Active Sites and Induction Period of Fe/ZSM-5 Catalyst in Methane Dehydroaromatization

Fe/ZSM-5 is a potential methane dehydroaromatization (MDA) catalyst in addition to Mo/ZSM-5. In this study, Fe/ZSM-5 catalysts are prepared via a grinding synthesis method (GSM) using Na2FeO4 as the iron precursor. Iron species in the obtained catalysts are presented mainly as isolated or low-polymerized sites in zeolite cationic exchange positions and pores/channels, generating strong metal–support interactions. These iron species are found to be highly resistant to the reduction and carburization of methane in the MDA reaction, which contradicts common Fe/ZSM-5 catalysts. The rapid formation of active iron suboxides (highly dispersed FeO, Fe3O4 or FeOx) together with the fast generation of hydrocarbon pool species inside zeolite channels considerably shorten the induction period. Owing to the strong metal–support interaction, the formed iron suboxides could also withstand sintering/agglomeration and inhibit coke accumulation on the external catalyst surface during reaction.
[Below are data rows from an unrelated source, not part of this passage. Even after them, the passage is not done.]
PR #489, opened 2021-12-09
feat: upgrade az func http trigger to net6.0

### LINKED ISSUE #488: Migrate `Arcus.Templates.AzureFunctions.Http` towards .NET 6
**Describe the solution you'd like*
We should migrate Arcus.Templates.AzureFunctions towards .NET 6.

Additional context
https://docs.microsoft.com/en-us/azure/azure-functions/functions-run-local?tabs=v4%2Cwindows%2Ccsharp%2Cportal%2Cbash%2Ckeda
Relates to arcus-azure/arcus#106

stijnmoreels:
Upgrades the Azure Functions HTTP Trigger project template to .NET 6.

Closes #488

### DIFF
--- a/src/Arcus.Templates.AzureFunctions.Http/Dockerfile
+++ b/src/Arcus.Templates.AzureFunctions.Http/Dockerfile
@@ -2,7 +2,7 @@ FROM mcr.microsoft.com/azure-functions/dotnet:4 AS base
 WORKDIR /app
 EXPOSE 80
 
-FROM mcr.microsoft.com/dotnet/core/sdk:6.0.100-buster AS build
+FROM mcr.microsoft.com/dotnet/core/sdk:6.0.100-bullseye-slim AS build
 WORKDIR /src
 COPY ["Arcus.Templates.AzureFunctions.Http.csproj", ""]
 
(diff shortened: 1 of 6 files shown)


src/Arcus.Templates.AzureFunctions.Http/Dockerfile
```diff
@@ -1,8 +1,8 @@
-FROM mcr.microsoft.com/azure-functions/dotnet:3.0 AS base
+FROM mcr.microsoft.com/azure-functions/dotnet:4 AS base
 WORKDIR /app
 EXPOSE 80
 
-FROM mcr.microsoft.com/dotnet/core/sdk:3.1-buster AS build
+FROM mcr.microsoft.com/dotnet/sdk:6.0.100-bullseye-slim AS build
```
fgheysels, line 5: What is our strategy for selecting base images ? 
Buster & bullseye are both images for debian Linux.  I have no problem with that, but I just want to understand why we're using these images here, and for webapi for instance, we're using alpine.

stijnmoreels: I think it's because of the compatibility with Azure Functions. I don't think we can use `alpine` here.

fgheysels: I thought it would be something like that; unfortunately, I was not able to find any documentation on that.

fgheysels (approved):

PR #106, opened 2022-08-11
Update SSO docs to reflect pending changes

msakrejda:
- Reflow SAML docs to make them easier to edit
- Note that you can now specify IdP fields directly
- Update SSO docs to reflect pending changes with migrating accounts


accounts/sso/saml2.mdx
```diff
@@ -50,13 +50,13 @@ To tell pganalyze which IdP you trust, you need to retrieve the metadata URL
...
 
-Note that this is the only method of configuration supported, at this point you
-cannot specify Service Provider (SP) settings directly. Please reach out to
-[pganalyze Support](mailto:support@pganalyze.com) for alternate setup methods.
+Alternately, you can specify Service Provider (SP) settings directly:
 
-Once you submit the Metadata URL, pganalyze will verify the configuration, and
+![Screenshot of pganalyze SAML integration form for the IdP metadata details](sso_idp_metadata_form_details.png)
+
+Once you submit the metadata, pganalyze will verify the configuration, and
```
lfittl, line 59: Technically in the case of providing metadata directly (instead of through the URL) we don't do any verification, we just remember the settings. When you attempt to sign in that's the time we really know whether its working or not.

lfittl (approved):
:+1: (with one minor note)

accounts/sso/saml2.mdx
msakrejda: Do we do verification through the metadata URL? I only see that going through OneLogin::RubySaml::IdpMetadataParser, but that doesn't seem to validate much, looking at the code. Maybe we should add validation in both cases? E.g., we could at least call `OneLogin::RubySaml::Utils.is_cert_expired` to check the cert is current and well-formed?

lfittl: @msakrejda Yeah, we could certainly do that - that'd also make sure the certificate itself wasn't pasted in incorrectly.

For the existing logic for URL access I'd argue that does actually do validation in the sense that it ensures the URL is accessible (since it downloads the data), which would fail if you provided the incorrect URL.

msakrejda: Sure, makes sense. And I guess once we validate that the metadata URL itself is accessible, the metadata loaded from there is reasonably likely to be correct (versus something just copy-pasted).

msakrejda: See https://github.com/pganalyze/pganalyze/pull/2242

PR #119, opened 2022-11-24
Update blocking query issue details key name for autovacuum wraparound

keiko713:
What title says. It'll be changed in the main app side, so let's change this in the docs too.


lfittl (approved):
:+1:

PR #124, opened 2022-12-03
Drop postgresql-contrib from Debian-based platform instructions

msakrejda:
This package is no longer needed--the core extensions (specifically,
pg_stat_statements in our case) come bundled with Postgres.


lfittl (approved):
:+1:

PR #125, opened 2022-12-03
Add Table of Contents (TOC) metadata files and remove index contents

lfittl:
Instead of using the index as a way to find pages, this is a part of a change that introduces a side navigation that contains the ToC and is available on every page.


index.mdx
```diff
@@ -2,129 +2,4 @@
...
-  - [Tuning checkpoint intervals to reduce I/O spikes](/docs/guides/tuning-checkpoint-intervals)
-  - [Adjusting work_mem based on temporary file creation](/docs/guides/adjusting-work-mem)
-  - [Exporting query statistics using the pganalyze API](/docs/guides/exporting-query-statistics)
-  - [Monitoring Postgres locks using Log Insights](/docs/guides/monitoring-postgres-locks-using-log-insights)
-*/}</>
-
----
-
-* [Open-Source Components](/docs/open_source_components)
+Please select a navigation item on the left.
```
lfittl, line 5: Note this is intended to be merged at the same time as the website change that introduces the side navigation as a replacement.

style.module.scss
```diff
@@ -1,3 +1,82 @@
...
+  margin-top: 15px;
+}
+.overviewInstallChoice + h2, .overviewFeatureChoice + h2 {
+  margin-top: 32px;
+}
+.overviewInstallChoiceStep, .overviewFeatureChoiceStep {
+  width: 90%;
+  display: flex;
+  justify-content: space-between;
+  align-items: left;
```
msakrejda, line 11: This is [not a valid value for this property](https://developer.mozilla.org/en-US/docs/Web/CSS/align-items#syntax). I'd suggest an alternative, but I'm not sure I follow the intent here, since "left" can't apply to the cross axis with the default "row" `flex-direction` and `justify-contents` is set above for content alignment.

style.module.scss
```diff
@@ -1,3 +1,82 @@
...
+  .overviewInstallChoiceStep img {
+    order: 0;
+  }
+  .overviewInstallChoice, .overviewFeatureChoice {
+    display: flex;
+    margin-bottom: 10px;
+  }
+  .overviewFeatureChoiceStep {
+    justify-content: space-between;
+    align-items: left;
```
msakrejda, line 68: Same issue as above.

style.module.scss
```diff
@@ -1,3 +1,82 @@
...
+  }
+  .overviewInstallChoiceStep, .overviewFeatureChoiceStep {
+    flex-grow: 1;
+    width: 33%;
+    height: 80px;
```
msakrejda, line 73: Setting a fixed height here means text can overflow out of the container:

image

If we want a bunch of aligned tiles, maybe `grid` would be a better mechanism? We should be able to do something like
```css
.overviewInstallChoiceStep, .overviewFeatureChoiceStep {
  display: grid;
  grid-template-columns: 1fr 1fr;
  gap: 20px;
}
```
to simplify this styling. (We can override `grid-template-columns` to one column for smaller viewports.) I can explore this if you'd like.

style.module.scss
```diff
@@ -1,3 +1,82 @@
...
+  }
+
+  img, strong {
+    align-self: center;
+    text-align: center;
+  }
+}
+
+.overviewInstallChoiceStep {
+  height: 50px;
```
msakrejda, line 52: Same as below, a fixed height may cause overflow here.

msakrejda (approved):

style.module.scss
lfittl: Implemented, per your suggestion - thanks for the feedback!

PR #126, opened 2022-12-10
Document `always_collect_system_data` field

msepga:
Added in pganalyze/collector#341. Documents the option under the 'Self-managed servers' section on the collector settings page.


lfittl (approved):
:+1: Thanks for adding this!

PR #134, opened 2023-02-28
Collector settings: Use "=" instead of ":" to separate key values

lfittl:
This is how we typically show other config examples, as well as the example config file that's installed with the packages.

In passing, clarify that the file is located at /etc/pganalyze-collector.conf (not just "pganalyze-collector.conf") which has been a confusion for some users, and in 99% of the cases this is the correct location.


keiko713 (approved):
📜

msakrejda (approved):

While for Fe/ZSM-5 catalysts prepared by the conventional impregnation method, the iron oxides remain principally at the external surface as big clusters/particles with weak metal–support interaction, which then undergo complete reduction and carburization during MDA reaction. The slow formation of active iron carbides and subsequent slow generation of hydrocarbon pool species result in a longer induction period. Moreover, complete dehydrogenation of methane takes place on the iron carbides at the outmost surface of the catalyst, causing massive coke accumulation. Hence, the shortened induction period together with higher coking resistance of GSM Fe/ZSM-5 provide more thought to the design of iron-based MDA catalysts.